Tell us about the artists you’ve been working with lately, Clare & the Reasons, who will be playing with you at MoogFest.
Oh, I love these people so much. They are of a higher order, in terms of their humanity and grace. They are high people. The violinist from France, Olivier, masterful. Bob Hart, from New York. Then John Cottle is from London, he’s the cellist. I played with those people; they were so nice when I showed up. For the first time we tried this, up in Seattle, doing a show to see if we would get through it, they invited me to be with them on this. As a matter of fact, the reason I did end up coming [on tour] was that as much as anything, I just love these people. I love playing with them, they’re great people. It’s even fun being in a band with them. It’s a rough-and-tumble tour, it just gives us a chance to get together before we record. I’m going to have them do my next album with me in March. So this is kind of a chance for me to get my land legs.
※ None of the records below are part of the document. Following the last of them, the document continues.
PR #30, opened 2019-02-26
fix monitor model to use generated UUID for monitor retrieval

GeorgeJahad:
https://jira.rax.io/browse/SALUS-202

### DIFF
--- a/pom.xml
+++ b/pom.xml
@@ -62,31 +62,9 @@
       <artifactId>validation-api</artifactId>
     </dependency>
     <dependency>
-      <!-- for compiling with Java 11 -->
-      <groupId>javax.xml.bind</groupId>
-      <artifactId>jaxb-api</artifactId>
+      <groupId>org.springframework.boot</groupId>
+      <artifactId>spring-boot-starter-data-jpa</artifactId>
     </dependency>
-    <dependency>
-      <groupId>org.springframework.data</groupId>
-      <artifactId>spring-data-commons</artifactId>
-      <version>2.0.8.RELEASE</version>
-    </dependency>
-    <dependency>
-      <groupId>javax.persistence</groupId>
-      <artifactId>javax.persistence-api</artifactId>
-      <version>2.2</version>
-    </dependency>
-    <dependency>
-      <groupId>org.hibernate</groupId>
-      <artifactId>hibernate-jpamodelgen</artifactId>
-      <version>5.3.7.Final</version>
-    </dependency>
-    <dependency>
-      <groupId>org.hibernate</groupId>
-      <artifactId>hibernate-core</artifactId>
-      <version>5.2.17.Final</version>
-    </dependency>
-
   </dependencies>
 
   <dependencyManagement>
--- a/pom.xml
+++ b/pom.xml
@@ -81,6 +81,16 @@
       <artifactId>hibernate-jpamodelgen</artifactId>
       <version>5.3.7.Final</version>
     </dependency>
+      <dependency>
+          <groupId>org.hibernate</groupId>
+          <artifactId>hibernate-core</artifactId>
+          <version>5.2.17.Final</version>
+      </dependency>
+    <dependency>
+      <groupId>org.hibernate</groupId>
+      <artifactId>hibernate-core</artifactId>
+      <version>5.2.17.Final</version>
+    </dependency>
 
   </dependencies>
 
--- a/pom.xml
+++ b/pom.xml
@@ -81,11 +81,6 @@
       <artifactId>hibernate-jpamodelgen</artifactId>
       <version>5.3.7.Final</version>
     </dependency>
-      <dependency>
-          <groupId>org.hibernate</groupId>
-          <artifactId>hibernate-core</artifactId>
-          <version>5.2.17.Final</version>
-      </dependency>
     <dependency>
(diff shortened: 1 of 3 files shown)


src/main/java/com/rackspace/salus/telemetry/model/Monitor.java
```diff
@@ -25,19 +25,19 @@
...
 @Entity
-@Table(name = "monitors",
-        uniqueConstraints={@UniqueConstraint(columnNames={"tenant_id", "monitor_id"})})
+@Table(name = "monitors")
 @Data
 public class Monitor implements Serializable {
     @Id
     @GeneratedValue
-    Long id;
+    @Column(unique=true, columnDefinition = "BINARY(16)")
```
itzg: Did JPA/Hibernate/MySQL require this to be binary? This seems like it'll be awkward to manually inspect data via SQL queries.

The `unique=true` might be redundant since the field is already marked with an `@Id`, which makes it a primary key and therefore has a uniqueness constraint.

itzg: I'm almost worried still that we're working against the natural behavior of MySQL (and SQL in general) by not using an auto-increment column for primary key

https://dev.mysql.com/doc/refman/8.0/en/example-auto-increment.html

GeorgeJahad: I was unable to retrieve the record by uuid without that annotation.  There may be other alternatives, like converting it to a string, but that seemed less efficient.  I'm fine with autoincrement.

Interestingly, the in-memory db used by the DataJpaTest annotation doesn't suffer this problem, so my tests run fine without the binary(16) annotation.  Only with mysql is it a problem.

pom.xml
```diff
@@ -81,6 +81,11 @@
       <artifactId>hibernate-jpamodelgen</artifactId>
       <version>5.3.7.Final</version>
     </dependency>
+    <dependency>
+      <groupId>org.hibernate</groupId>
+      <artifactId>hibernate-core</artifactId>
```
itzg: Sorry I didn't notice this before, but you seem to be missing `spring-boot-starter-data-jpa` which is what you should be using to bring in all the compatible hibernate pieces. For example, I see this in my event management app's pom:

image

With that you can also remove the explicit dependency on at least javax.persistence-api and spring-data-commons also. You can cross-check any others here https://mvnrepository.com/artifact/org.springframework.boot/spring-boot-starter-data-jpa/2.1.2.RELEASE

src/main/java/com/rackspace/salus/telemetry/model/Monitor.java
```diff
@@ -25,19 +25,19 @@
...
 @Entity
-@Table(name = "monitors",
-        uniqueConstraints={@UniqueConstraint(columnNames={"tenant_id", "monitor_id"})})
+@Table(name = "monitors")
 @Data
 public class Monitor implements Serializable {
     @Id
     @GeneratedValue
-    Long id;
+    @org.hibernate.annotations.Type(type="uuid-char")
```
itzg: MUCH better than the binary override.

pom.xml
itzg: ...FYI you'll want to use the "starter" dependencies as much as possible since the Spring Boot people have curated specific dependency versions via those. Here's more info about the starters:

https://docs.spring.io/spring-boot/docs/current/reference/html/using-boot-build-systems.html#using-boot-starter

src/main/java/com/rackspace/salus/telemetry/model/Monitor.java
jjbuchan: fyi, if we did ever want to store it as binary, they also allow for `uuid-binary`.  There are various hibernate mappings to go from the java data type to the type in the db.  I think for UUID the only options were char and binary though.

pom.xml
GeorgeJahad: I certainly don't mind adding it, but just to be clear this is the pom for the model repo, so adding it here will pull it in for all the other apps that use the models.   Should we remove it from all the other poms?  I guess until this annotation, there have been no jpa/hibernate specific annotations in the models.

itzg: Yeah, the model hasn't contained JPA references until the management apps. The dependencies are already "polluted" by JPA/Hibernate, so using the starter instead is no worse.

Ideally the model module would not make any JPA annotation references, but I haven't yet found a solution I liked for having a shared "generic" class, but then subclass with the JPA specifics.

itzg: ...the solution I'm trying out so far is declaring a DTO class like

https://github.com/racker/salus-event-engine-management/blob/43d2bf6067d0e49d87f9da41d74de2954851676c/src/main/java/com/rackspace/salus/event/manage/model/EventEngineTaskDTO.java#L23

that mirrors the entity class

https://github.com/racker/salus-event-engine-management/blob/43d2bf6067d0e49d87f9da41d74de2954851676c/src/main/java/com/rackspace/salus/event/manage/entities/EventEngineTask.java#L40

and using object mapper to convert between them:

https://github.com/racker/salus-event-engine-management/blob/43d2bf6067d0e49d87f9da41d74de2954851676c/src/main/java/com/rackspace/salus/event/manage/web/TasksApi.java#L62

What else are you going to do in Asheville?
I’m going to see Billy [Edd] Wheeler. He’s the titan of living songwriters who have a decidedly Appalachian stance – that Celtic thing that arrives from mountain men who precede satellite radio. And he’s one of them, and he’s incredible and I’m very excited that I’m going to see him. The last time that I saw Robert Moog was in Asheville, at a music festival, standing next to John Hartford. That’s an indelible memory, because John Hartford gave my son his reflections on bluegrass. My son was doing his high school dissertation. He had to write this paper on bluegrass. He called up John Hartford to speak with him. And [Hartford] did so for about half an hour, although he could not hold the phone, because he was so ill. He soon died. His wife held the phone. So when I look at John Hartford and Robert Moog standing there together, I think a lot about some wonderfully contributive people, and I’m very happy to come back to Asheville.